Fille d'un infirmier-major de la gendarmerie réputé, issue de la puissante tribu des Idnane, cette militante élevée entre Kidal, sa ville d'origine, Gao et Mopti, part dès 1984 en Côte d'Ivoire avec pour mission de sensibiliser à la cause touareg les frères africains. Elle y épouse un riche homme d'affaires, dont elle aura trois enfants, reprend ses études et, une licence en droit public en poche, fonde, à 26 ans, sa société de construction, avec 250 salariés, qui lui assure le monopole de nettoyage des cabines téléphoniques d'Abidjan.

Divorcée, elle revient au nord du Mali. Mais, bien qu'élue maire de Kidal en 1997, Nina Wallet Intalou n'a jamais pu exercer ses fonctions. "Les islamistes, qui commençaient à s'installer dans la région, ne voulaient pas d'une femme. A l'époque, ils venaient surtout du Pakistan et créaient les prémices des katiba [unités combattantes]; les Algériens ne sont arrivés qu'en 2003, explique-t-elle. J'ai attendu huit mois. Tous les cadis et marabouts traditionnels avaient tranché en ma faveur. Mais finalement, c'est un homme qui a été nommé à ma place." En guise de consolation, Alpha Oumar Kondaré, alors président du Mali, lui offre un poste de conseiller territorial.

"UNE GRANDE HAINE CONTRE KADAFHI"

On prête à la gracieuse et ambitieuse Nina, divorcée une deuxième fois et distinguée par un prix d'excellence américain, des amants célèbres, de Félix Houphouët-Boigny, son beau-frère, à Mouammar Kadhafi, alors qu'elle prend plusieurs fois la route de Tripoli à partir de 1998, pour rencontrer les Touareg maliens au service de l'ancien Guide libyen. "Ah ça, je n'ai jamais été sa maîtresse !, s'offusque-t-elle. J'avais une grande haine contre cet homme quand je voyais comment il utilisait les Touareg pour combattre au Tchad ou ailleurs. Kadhafi les trompait en leur disant qu'ils faisaient partie de l'armée libyenne, mais en réalité, ils étaient maltraités."

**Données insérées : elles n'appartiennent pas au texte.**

PR #324, opened 2024-06-19
Emit initial add tab event

makenneth:
## Description

If toolkit has to keep track of the tabs, it is difficult to do so currently because there isn't an event for the initial tab. So chat-client should emit an event on start up.

I think setting trigger to "click" might make sense, but unsure about this.

## License

### DIFF
--- a/chat-client/src/client/chat.test.ts
+++ b/chat-client/src/client/chat.test.ts
@@ -15,8 +15,13 @@ import { assert } from 'sinon'
 import { createChat } from './chat'
 import sinon = require('sinon')
 import { TELEMETRY } from '../contracts/serverContracts'
-import { ERROR_MESSAGE_TELEMETRY_EVENT, SEND_TO_PROMPT_TELEMETRY_EVENT } from '../contracts/telemetry'
+import {
+    ERROR_MESSAGE_TELEMETRY_EVENT,
+    SEND_TO_PROMPT_TELEMETRY_EVENT,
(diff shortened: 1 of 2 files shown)


chat-client/src/client/chat.test.ts
```diff
@@ -39,8 +44,23 @@ describe('Chat', () => {
         })
     })
 
-    it('publishes ready event, when initialized', () => {
-        assert.calledOnceWithExactly(clientApi.postMessage, { command: READY_NOTIFICATION_METHOD })
+    it('publishes ready event and initial tab add event, when initialized', () => {
+        sinon.assert.callCount(clientApi.postMessage, 3)
+
+        sinon.assert.calledWithExactly(clientApi.postMessage.getCall(0), { command: READY_NOTIFICATION_METHOD })
```
ege0zcan, line 50: nit: I think the following syntax is also possible and I personally prefer it on tests:

`clientApi.postMessage.firstCall`
`clientApi.postMessage.secondCall`
`clientApi.postMessage.thirdCall`


So the assertions would look like:   `sinon.assert.calledWithExactly(clientApi.postMessage.firstCall, { command: READY_NOTIFICATION_METHOD })`

ege0zcan:
Approved with a very small comment, the failing windows tests are being worked on right now so feel free to ignore them.

chat-client/src/client/chat.test.ts
makenneth: Yeah, that's more readable

PR #743, opened 2025-01-23
fix: move CW streaming client to tarball

natdurlik:
## Problem
We currently have dependency issues with codewhisperer-streaming client. Compiling step fails when package-lock.json is deleted.

## Solution
Packed streaming client compiled code into tarball (`npm pack`) and deleted source code from the repo.

## License


imykhai (approved):

imykhai:
As far as I understand, with this PR you should also include codewhisperer-streaming as a bundled dependency into the lsp-codewhisperer package.json 

https://docs.npmjs.com/cli/v11/configuring-npm/package-json#bundledependencies

ege0zcan (approved):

Proche du chef militaire du MNLA, Mohamed ag Najim, elle voue une haine toute aussi tenace au Touareg malien Iyad ag Ghali, devenu chef du groupe islamiste radical Ansar Eddine, allié à AQMI. "En 1990, [lors de la première révolte touareg], il était notre leader, raconte-t-elle. Ensuite, il a voulu être le secrétaire général du MNLA, mais nous avons refusé car il avait déjà des liens avec AQMI, je ne sais pas si c'est par conviction ou par opportunisme, sans doute les deux."

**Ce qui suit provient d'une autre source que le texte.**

PR #746, opened 2025-01-24
fix: removing duplicated nuget packages folder

pranav-firake:
## Problem
V1642391964
Currently when we are packaging artifacts.zip on the IDE, the nuget packages are part of 

1. default "packages" folder in the root solution/ source Code
2. newly created the references folder in artifactsWorkspace. 

This is causing increased artifacts size.

## Solution

 we are not using packages folder from sourceCode for transformations in Qnet CLI, we are only using nuget packages from references folder. 
So we can safely delete packages folder before zipping to save on space.

Simple example on saving space is 
Sample applications - Bobs Bookstore
Size of packages folder - 241MB

size of Artifacts zip BEFORE below changes of deduping - 179 MB

image

size of Artifacts zip AFTER below changes of deduping - 89 MB
image

we are saving almost 45% space in artifacts zipping and thereby for uploads. This will also benefit for customer issues with large codebase 

### UPDATE :
Also found that copyFile is async and we are zipping / deleting package folder even before all copying is complete.  so changed copyFile to Sync operation

## Testing 

Case : Updated a BobsBookstore application to bloat to 2.3 GB of artifacts.zip. 
with deduping, for same project artifacts size is - 1.2 GB

## License

### DIFF
--- a/server/aws-lsp-codewhisperer/src/language-server/netTransform/artifactManager.ts
+++ b/server/aws-lsp-codewhisperer/src/language-server/netTransform/artifactManager.ts
@@ -209,15 +209,15 @@ export class ArtifactManager {
     copyFile(sourceFilePath: string, destFilePath: string) {
         const dir = path.dirname(destFilePath)
         this.createFolderIfNotExist(dir)
-        fs.copyFile(sourceFilePath, destFilePath, error => {
-            if (error) {
-                if (!fs.existsSync(dir) && dir.includes(packagesFolderName)) {
-                    //Packages folder has been deleted to avoid duplicates in artifacts.zip
-                    return
-                }
-                this.logging.log('Failed to copy: ' + sourceFilePath + error)
+        try {
+            fs.copyFileSync(sourceFilePath, destFilePath)
+        } catch (err) {
+            if (!fs.existsSync(dir) && dir.includes(packagesFolderName)) {
+                //Packages folder has been deleted to avoid duplicates in artifacts.zip
+                return
             }
-        })
+            this.logging.log(`Failed to copy from ${sourceFilePath} and error is ${err}`)
+        }
     }
 
     calculateMD5Sync(filePath: string): string {
--- a/server/aws-lsp-codewhisperer/src/language-server/netTransform/artifactManager.ts
+++ b/server/aws-lsp-codewhisperer/src/language-server/netTransform/artifactManager.ts
@@ -9,6 +9,7 @@ const artifactFolderName = 'artifact'
 const referencesFolderName = 'references'
 const zipFileName = 'artifact.zip'
 const sourceCodeFolderName = 'sourceCode'
+const packagesFolderName = 'packages'
 
 export class ArtifactManager {
     private workspace: Workspace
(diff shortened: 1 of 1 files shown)


marknfawaz:
Please add how this was tested.

server/aws-lsp-codewhisperer/src/language-server/netTransform/artifactManager.ts
```diff
@@ -41,6 +43,21 @@ export class ArtifactManager {
...
 
+    async removeDuplicateNugetPackagesFolder(request: StartTransformRequest) {
+        const packagesFolder = path.join(
+            this.workspacePath,
+            artifactFolderName,
+            sourceCodeFolderName,
+            packagesFolderName
+        )
+        if (!fs.existsSync(packagesFolder)) {
+            this.logging.log('Cannot find nuget packages folder in source code')
```
marknfawaz, line 54: Why do we need to log this?

jonlouie: +1. If we invert the `if` logic, we can simplify this method and reducing the logging becomes natural.

pranav-firake: agreed, it is causing unnecessary logs, will remove this. 

purpose for this if block was - 
copyFIle is async operation, so some copy function still goes on even after deleting packages folder. causing errors with packages/abc.pkg ENOENT errors. will add just return here instead of logging

server/aws-lsp-codewhisperer/src/language-server/netTransform/artifactManager.ts
```diff
@@ -41,6 +43,19 @@ export class ArtifactManager {
...
+    async removeDuplicateNugetPackagesFolder(request: StartTransformRequest) {
+        const packagesFolder = path.join(
+            this.workspacePath,
+            artifactFolderName,
+            sourceCodeFolderName,
+            packagesFolderName
+        )
+        if (fs.existsSync(packagesFolder)) {
+            fs.rmSync(packagesFolder, { recursive: true, force: true })
+            this.logging.log(`Removed nuget packages folder: ${packagesFolder}`)
```
jonlouie, line 55: One more thing: In the log message, we should say why it is removed (e.g. `"Removed packages folder {packagesFolder} from directory containing artifacts to be uploaded because it is a duplicate of {nugetFolder}"`)

pranav-firake: thanks for suggestion, updated logging message accordingly

server/aws-lsp-codewhisperer/src/language-server/netTransform/artifactManager.ts
```diff
@@ -41,6 +43,21 @@ export class ArtifactManager {
         }
     }
 
+    async removeDuplicateNugetPackagesFolder(request: StartTransformRequest) {
```
ege0zcan, line 46: as a potential optimization, is it possible to skip adding these files to the zip in the first place. If I understand correctly right now we spend extra time copying these files in the step before only to end up going through the folder again and deleting them. If we could create the artifacts in a single go that would also make the process more efficient. Is this possible?

ege0zcan:
Small reminder to remove the `[internal-review]` prefix before merging, otherwise the commit linter rules will prevent the merge

server/aws-lsp-codewhisperer/src/language-server/netTransform/artifactManager.ts
pranav-firake: yes Ege, thanks for suggestion. 
After this hotfix, we will take a stab in detail on optimizing entire zipping with ticket P194692593.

"QUE LES OCCIDENTAUX S'IMPLIQUENT"

Le mouvement indépendantiste, qui voit d'un très mauvais œil les tentatives de négociations amorcées depuis peu par Bamako avec le chef de file d'Ansar Eddine, assure qu'il cessera toute discussion si le gouvernement, désormais dirigé par cheikh Modibo Diarra, "négocie avec des terroristes". "On ne pourra jamais pardonner à Ag Ghali, il nous a fait trop de mal", assène Nina Wallet Intalou.

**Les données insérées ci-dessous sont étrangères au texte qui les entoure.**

PR #749, opened 2025-01-24
feat: bugfix for artifacts upload

xueningl-az:
## Problem
Node limit for 2 GiB for fs.readFile .  ‘File size is greater than 2 GiB’ is common error in node with fs.readFile. 
Reference https://github.com/nodejs/node/issues/55864 

We are using fs.readFile in 3 places in language server code. 

## Solution

use fs.createReadStream instead.

## License

### DIFF
--- a/server/aws-lsp-codewhisperer/src/language-server/netTransform/artifactManager.ts
+++ b/server/aws-lsp-codewhisperer/src/language-server/netTransform/artifactManager.ts
@@ -75,7 +75,7 @@ export class ArtifactManager {
             await sourceCodeFilePaths.forEach(async filePath => {
                 try {
                     this.copySourceFile(request.SolutionRootPath, filePath)
-                    var contentHash = await this.calculateMD5Sync(filePath)
+                    var contentHash = await this.calculateMD5Async(filePath)
                     var relativePath = this.normalizeSourceFileRelativePath(request.SolutionRootPath, filePath)
                     codeFiles.push({
                         contentMd5Hash: contentHash,
@@ -136,7 +136,7 @@ export class ArtifactManager {
     //use fs.createReadStream() to handle the file in smaller, manageable chunks rather than loading the entire file
     // into memory. This avoids hitting the 2 GiB limit that occurs when using fs.readFile(),
     // as it loads the entire file into memory.
-    static async getSha256(fileName: string): Promise<string> {
+    static async getSha256Async(fileName: string): Promise<string> {
         const hasher = crypto.createHash('sha256')
         const stream = fs.createReadStream(fileName)
 
@@ -212,17 +212,14 @@ export class ArtifactManager {
         })
     }
 
-    async calculateMD5Sync(filePath: string): Promise<string> {
+    async calculateMD5Async(filePath: string): Promise<string> {
         try {
             const hash = crypto.createHash('md5')
-            //const stream = fs.createReadStream(filePath, { highWaterMark: 64 * 1024 }); // 64 KB chunks
             const stream = fs.createReadStream(filePath)
             for await (const chunk of stream) {
                 hash.update(chunk)
             }
 
-            //const data = fs.readFileSync(filePath)
-            //const hash = crypto.createHash('md5').update(data)
             return hash.digest('hex')
         } catch (error) {
             this.logging.log('Failed to calculate hashcode: ' + filePath + error)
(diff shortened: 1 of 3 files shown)


server/aws-lsp-codewhisperer/src/language-server/netTransform/artifactManager.ts
```diff
@@ -128,9 +132,18 @@ export class ArtifactManager {
         return zipPath
     }
 
-    static getSha256(fileName: string) {
+    //To read large files in chunks (greater than 2 GiB) using Node.js,
+    //use fs.createReadStream() to handle the file in smaller, manageable chunks rather than loading the entire file
+    // into memory. This avoids hitting the 2 GiB limit that occurs when using fs.readFile(),
+    // as it loads the entire file into memory.
+    static async getSha256(fileName: string): Promise<string> {
```
jonlouie, line 139: Rename to `getSha256Async`

server/aws-lsp-codewhisperer/src/language-server/netTransform/artifactManager.ts
```diff
@@ -199,10 +212,17 @@ export class ArtifactManager {
         })
     }
 
-    calculateMD5Sync(filePath: string): string {
+    async calculateMD5Sync(filePath: string): Promise<string> {
```
jonlouie, line 215: 1. Rename to `calculateMD5Async`
2. Do we need to `await` any calls to this function now that it is async?

server/aws-lsp-codewhisperer/src/language-server/netTransform/transformHandler.ts
```diff
@@ -150,8 +150,9 @@ export class TransformHandler {
     async uploadArtifactToS3Async(fileName: string, resp: CreateUploadUrlResponse, sha256: string) {
         const headersObj = this.getHeadersObj(sha256, resp.kmsKeyArn)
         try {
+            const fileStream = fs.createReadStream(fileName)
             const response = await got.put(resp.uploadUrl, {
-                body: fs.readFileSync(fileName),
+                body: fileStream,
```
kanikaul-amazon, line 155: Does this work? Seems like got has a separate API for streams

pranav-firake:
CI build is failing with message `AssertError: expected readFileSync to be called once but was called 0 times`
we will need to update test too

server/aws-lsp-codewhisperer/src/language-server/netTransform/artifactManager.ts
xueningl-az: This is the only place

server/aws-lsp-codewhisperer/src/language-server/netTransform/transformHandler.ts
xueningl-az: it's working for stream.

jonlouie (approved):

pranav-firake (approved):

server/aws-lsp-codewhisperer/src/language-server/netTransform/artifactManager.ts
```diff
@@ -128,9 +132,18 @@ export class ArtifactManager {
         return zipPath
     }
 
-    static getSha256(fileName: string) {
+    //To read large files in chunks (greater than 2 GiB) using Node.js,
+    //use fs.createReadStream() to handle the file in smaller, manageable chunks rather than loading the entire file
+    // into memory. This avoids hitting the 2 GiB limit that occurs when using fs.readFile(),
+    // as it loads the entire file into memory.
+    static async getSha256Async(fileName: string): Promise<string> {
```
ege0zcan, line 139: As a small optimization, is it possible/sensible to calculate the sha256 and md5 of files at the same time and store these details in the artifact manager, that way we can get rid of some extra overhead by reducing the number of times `fsCreateReadStream` gets called on a single file. 

If the timing of these hash calculations matters and if such an optimization is not feasible, feel free to ignore this comment

ege0zcan (approved):

server/aws-lsp-codewhisperer/src/language-server/netTransform/transformHandler.ts
justinmk3: got is not browser-compatible. In the vscode extension we settled on `cross-fetch`, and are using a wrapper so that modules can avoid direct dependencies on whatever package we use: https://github.com/aws/aws-toolkit-vscode/blob/2200b1544d0c0c3e250b8ae2dc16d5f3e87c4270/packages/core/src/shared/request.ts#L6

Exaspérée, elle tance: "Il faudra que les Occidentaux s'impliquent et nous donnent les moyens, ils donnent bien des millions pour libérer des otages. Depuis des mois, on nous promet une aide, mais rien, rien! Nous avons pourtant du pétrole, de l'uranium mais on nous laisse entre les griffes de ces gens!" "Hier, poursuit l'égérie du MNLA, de Tombouctou, on me disait que les djihadistes ont ouvert un camp militaire. Ils proposent à des jeunes de leur donner un véhicule, une arme. Quelqu'un qui était à dos d'âne se retrouve avec un 4×4, c'est comme ça qu'ils embobinent les gens."

Dans quelques jours, tous les dirigeants du MNLA devraient se réunir au Mali. Nina Wallet Intalou en sera.